FedUpUSA

More Proof: The Dynamic IS As I Have Put Forward

 

So this morning we wake up and the French stock market is in freefall, the DAX looks like someone beat it with a baseball bat, and our DOW futures are down nearly 200 points — all before 6:00 AM.

I’d simply hoist up the old sign (the “Told Ya So” one) and walk off, but there’s a point in here that is extremely important to understand for our government — from Congresspeople to the President.

Many have said that we must “spend now but be more austere later” to both stimulate the economy and yet in the future get the debt under control.  This rolls off the tongue of politicians with a smile and a wink, whether it be Republicans or Democrats.  At the same time they promise that no person over 50 will see any change to Social Security or Medicare.

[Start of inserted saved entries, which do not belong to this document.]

PR #14, opened 2015-07-02
Remove min & max requirement from Between constructor

alexdenvir:
* Allows to be instantiated using default min and max values

### DIFF
--- a/src/Between.php
+++ b/src/Between.php
@@ -64,7 +64,13 @@ class Between extends AbstractValidator
         }
         if (!is_array($options)) {
             $options = func_get_args();
-            $temp['min'] = array_shift($options);
+
+            $temp = [];
+
+            if (!empty($options)) {
+                $temp['min'] = array_shift($options);
+            }
+
             if (!empty($options)) {
                 $temp['max'] = array_shift($options);
             }
--- a/src/Between.php
+++ b/src/Between.php
@@ -56,8 +56,6 @@ class Between extends AbstractValidator
      *   'inclusive' => boolean, inclusive border values
      *
      * @param  array|Traversable $options
-     *
-     * @throws Exception\InvalidArgumentException
      */
     public function __construct($options = null)
     {
--- a/src/Between.php
+++ b/src/Between.php
@@ -78,12 +78,6 @@ class Between extends AbstractValidator
             $options = $temp;
         }
 
-        if (count($options) !== 2
-            && (!array_key_exists('min', $options) || !array_key_exists('max', $options))
-        ) {
-            throw new Exception\InvalidArgumentException("Missing option. 'min' and 'max' have to be given");
-        }
-
         parent::__construct($options);
     }
 
--- a/test/BetweenTest.php
+++ b/test/BetweenTest.php
@@ -103,22 +103,6 @@ class BetweenTest extends \PHPUnit_Framework_TestCase
         $this->assertAttributeEquals($validator->getOption('messageVariables'), 'messageVariables', $validator);
     }
 
-    /**
-     * @covers Zend\Validator\Between::__construct()
-     * @dataProvider constructBetweenValidatorInvalidDataProvider
-     *
-     * @param array $args
-     */
-    public function testMissingMinOrMax(array $args)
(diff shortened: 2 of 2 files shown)


gianarb:
:1

alexdenvir:
This probably warrants a bit of an explanation, so here goes:

This validator currently throws an exception is you attempt to instantiate it without any options (in particular, we require a minimum of `min` and `max`). However, the validator already has default values for these options, which are not completely unreasonable.

It seems pretty logical to me to be able to call `new Between(['max' => 5]);` and not  have it throw an exception. I would also expect the service locator to be able to instantiate this validator if I wanted it to with the default options (ignoring the abuse of the service locator pattern).

I don't think this is a BC break, as anyone who is currently passing the min and max options through the constructor will still have it work

freax:
I think this PR needs some tests for sure `value` is in range in (0, PHP_INT_MAX) by default for future BC breaks.

alexdenvir:
Should point out that the test I've added is purely to test the options when different parameters are passed to the constructor. I'm haven't tested the value and output of isValid with the default options

manuakasam:
I don't want to put down any efforts to make the framework better and I appreciate this attempt as such.

However I am 100% against this PR.
I'm not even sure why there are default values for this Validator as they make no sense in likely 99.9% of all use-cases. The between validator - in MY personal opinion - should always be instantiated with the min/max values that you need. Relying on defaults here is just very prone to errors in my opinion and makes the validation-code much harder to understand, as you have to go inside the class to see the actual min/max values.

:-1: for me

alexdenvir:
@manuakasam I can see where you are coming from, however it is inconsistent with many of the other validators available in the package. As an example, take the InArray validator. You are able to create an instance without passing any options in to the constructor, but it is completely useless without setting the haystack as a minimum. That said, several other validators will also throw an exception if instantiated without appropriate options, so I guess you could consider this PR as testing the waters with regards to standardising :stuck_out_tongue: 

Ultimately the reason for me creating this PR is that I'm not a fan of being forced to pass an array of options in a constructor, as the values attached to array keys cannot be typehinted, there is no IDE autocomplete for the array keys themselves etc.

Compare calling:
```php
$validator = new Between(['min' => 5, 'max' => 10]);
```
to:
```php
$validator = new Between();
$validator->setMin(5)->setMax(10);
```
Any good IDE will autocomplete the function calls, while also telling you exactly what the function is doing and what value it is expecting, whether the value is typehinted etc.

gianarb:
I agree with  @manuakasam.. 
We can merge this PR for ZF2 but in the future for ZF3 we can remove default value..

alexdenvir:
Maybe the best solution going forward is to look at the way the Callback validator is used.

There is no default, the validator can be instantiated without passing in options into the constructor, but if you call isValid without a callback being set at all it throws an exception then. Any thoughts on that approach?

manuakasam:
To explain further. What I'd be ok with is to not have them pass within the
constructor but then remove the default values as such and return an
appropriate error message when there's no min max set.

My main issue is having default values for such a validator.

Alex Denvir <notifications@github.com> schrieb am Fr., 3. Juli 2015 um
13:02 Uhr:

Mezzle:
My opinion is that defaults shouldn't be there, we should be forced to set them, but I think throwing an exception here would be a BC break?

Might be worth it for future.  At the moment, @alexdenvir seems the best solution for what is there, as most validators don't force you to construct them in a specific way, whereas this does.

manuakasam:
I wasn't talking about an exception. it's simply that the isValid() should
return proper errors when both min and max are missing. Not sure if it's
already there or not.

Martin Meredith <notifications@github.com> schrieb am Fr., 3. Juli 2015 um
14:31 Uhr:

freax:
In my second thoughts may be it will be better to set `min` and `max` default values to "0" because of PHP_INT_MAX is a platform dependent number.

alexdenvir:
Closing this for now, as I've submitted an alternative pull request https://github.com/zendframework/zend-validator/pull/15 which should be considered instead of this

It’s a lie folks.  It’s not a mistake, it’s a knowing and intentional lie told by politicians worldwide.

Greece tells us exactly what is going to happen.  What mathematically must happen.  And what nobody is willing to (yet) admit to and accept.

When, not if, fiscal consolidation (the end of deficit spending to the tune of $1.5 trillion a year) occurs GDP will decrease by more than the amount of the deficit cut.  This is, again, as I’ve explained for four years nothing more than simple mathematics — GDP is defined as “C + I + G + (x – i).”

If you stop deficit spending “G” decreases.  If you raises taxes then either “C” or “I” decreases.  As the direct decrease occurs there are fewer people employed to provide the former C, I or G and as a consequence the GDP decrease is more than “dollar for dollar.

THIS OUTCOME CANNOT BE AVOIDED.  IT IS AS FUNDAMENTAL AS 2 + 2 = 4!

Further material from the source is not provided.